Task goal: Could you restate word for word every line of the records below, from the first one to the one holding "ExtensionSDK.createClient(host, LookerAPI40) ->"?

Data shown:
Segment Open
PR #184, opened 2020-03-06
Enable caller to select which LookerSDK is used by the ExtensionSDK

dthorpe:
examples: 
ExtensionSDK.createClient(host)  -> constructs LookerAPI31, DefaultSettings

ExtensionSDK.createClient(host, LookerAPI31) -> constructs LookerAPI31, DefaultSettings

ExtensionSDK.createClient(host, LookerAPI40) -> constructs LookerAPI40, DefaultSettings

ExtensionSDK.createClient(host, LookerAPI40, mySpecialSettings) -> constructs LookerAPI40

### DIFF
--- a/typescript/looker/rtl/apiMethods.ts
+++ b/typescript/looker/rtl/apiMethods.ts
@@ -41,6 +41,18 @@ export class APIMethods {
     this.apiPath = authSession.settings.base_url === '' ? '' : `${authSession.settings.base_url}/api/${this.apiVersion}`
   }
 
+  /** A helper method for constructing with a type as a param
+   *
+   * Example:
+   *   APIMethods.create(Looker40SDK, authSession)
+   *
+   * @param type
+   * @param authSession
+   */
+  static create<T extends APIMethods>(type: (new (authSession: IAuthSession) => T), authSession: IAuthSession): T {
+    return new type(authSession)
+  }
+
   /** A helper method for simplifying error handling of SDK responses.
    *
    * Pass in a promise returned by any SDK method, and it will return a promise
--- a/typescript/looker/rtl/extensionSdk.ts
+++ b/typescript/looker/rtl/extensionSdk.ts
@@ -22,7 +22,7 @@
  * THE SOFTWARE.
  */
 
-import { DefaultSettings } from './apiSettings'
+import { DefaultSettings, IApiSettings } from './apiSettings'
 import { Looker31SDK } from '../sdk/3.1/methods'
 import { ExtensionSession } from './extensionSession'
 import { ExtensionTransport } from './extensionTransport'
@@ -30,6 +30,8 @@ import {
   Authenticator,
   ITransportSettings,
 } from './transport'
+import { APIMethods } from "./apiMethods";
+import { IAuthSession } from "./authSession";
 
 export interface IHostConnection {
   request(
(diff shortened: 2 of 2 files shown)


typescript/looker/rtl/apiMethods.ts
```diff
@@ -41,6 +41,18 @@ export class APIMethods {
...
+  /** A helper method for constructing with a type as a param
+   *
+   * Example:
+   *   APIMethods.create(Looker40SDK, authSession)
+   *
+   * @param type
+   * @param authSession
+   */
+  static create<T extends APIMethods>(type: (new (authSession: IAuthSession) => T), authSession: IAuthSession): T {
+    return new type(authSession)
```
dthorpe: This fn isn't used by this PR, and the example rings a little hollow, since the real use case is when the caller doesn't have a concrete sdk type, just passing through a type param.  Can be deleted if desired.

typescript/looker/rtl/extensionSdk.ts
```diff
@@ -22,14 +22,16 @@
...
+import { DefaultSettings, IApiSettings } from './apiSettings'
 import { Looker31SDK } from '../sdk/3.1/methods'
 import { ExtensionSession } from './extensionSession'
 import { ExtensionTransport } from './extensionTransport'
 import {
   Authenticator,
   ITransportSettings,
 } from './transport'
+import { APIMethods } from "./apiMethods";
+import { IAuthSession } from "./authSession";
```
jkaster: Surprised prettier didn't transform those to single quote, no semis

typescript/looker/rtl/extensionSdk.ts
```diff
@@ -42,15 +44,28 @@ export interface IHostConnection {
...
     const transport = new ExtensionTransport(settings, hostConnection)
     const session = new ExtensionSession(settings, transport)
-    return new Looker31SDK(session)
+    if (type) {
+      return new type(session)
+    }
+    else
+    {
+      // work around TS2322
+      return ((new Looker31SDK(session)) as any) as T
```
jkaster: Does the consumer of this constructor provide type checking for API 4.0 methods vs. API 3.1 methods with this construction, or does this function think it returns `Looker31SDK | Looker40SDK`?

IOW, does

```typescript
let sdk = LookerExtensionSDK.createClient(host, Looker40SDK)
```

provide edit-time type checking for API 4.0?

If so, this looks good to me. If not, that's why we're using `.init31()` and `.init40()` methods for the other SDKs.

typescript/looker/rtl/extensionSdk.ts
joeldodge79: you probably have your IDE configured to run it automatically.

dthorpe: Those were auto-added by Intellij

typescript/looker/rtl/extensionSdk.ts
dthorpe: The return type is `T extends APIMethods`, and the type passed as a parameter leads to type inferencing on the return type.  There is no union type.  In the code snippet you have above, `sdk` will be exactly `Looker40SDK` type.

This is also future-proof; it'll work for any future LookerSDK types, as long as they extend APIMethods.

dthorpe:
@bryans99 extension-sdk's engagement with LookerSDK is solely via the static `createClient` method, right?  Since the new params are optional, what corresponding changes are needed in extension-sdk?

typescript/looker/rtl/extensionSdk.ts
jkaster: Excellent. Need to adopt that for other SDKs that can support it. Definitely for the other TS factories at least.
Segment Closed
Exercise response:
PR #184, opened 2020-03-06
Enable caller to select which LookerSDK is used by the ExtensionSDK

dthorpe:
examples: 
ExtensionSDK.createClient(host)  -> constructs LookerAPI31, DefaultSettings

ExtensionSDK.createClient(host, LookerAPI31) -> constructs LookerAPI31, DefaultSettings

ExtensionSDK.createClient(host, LookerAPI40) -> constructs LookerAPI40, DefaultSettings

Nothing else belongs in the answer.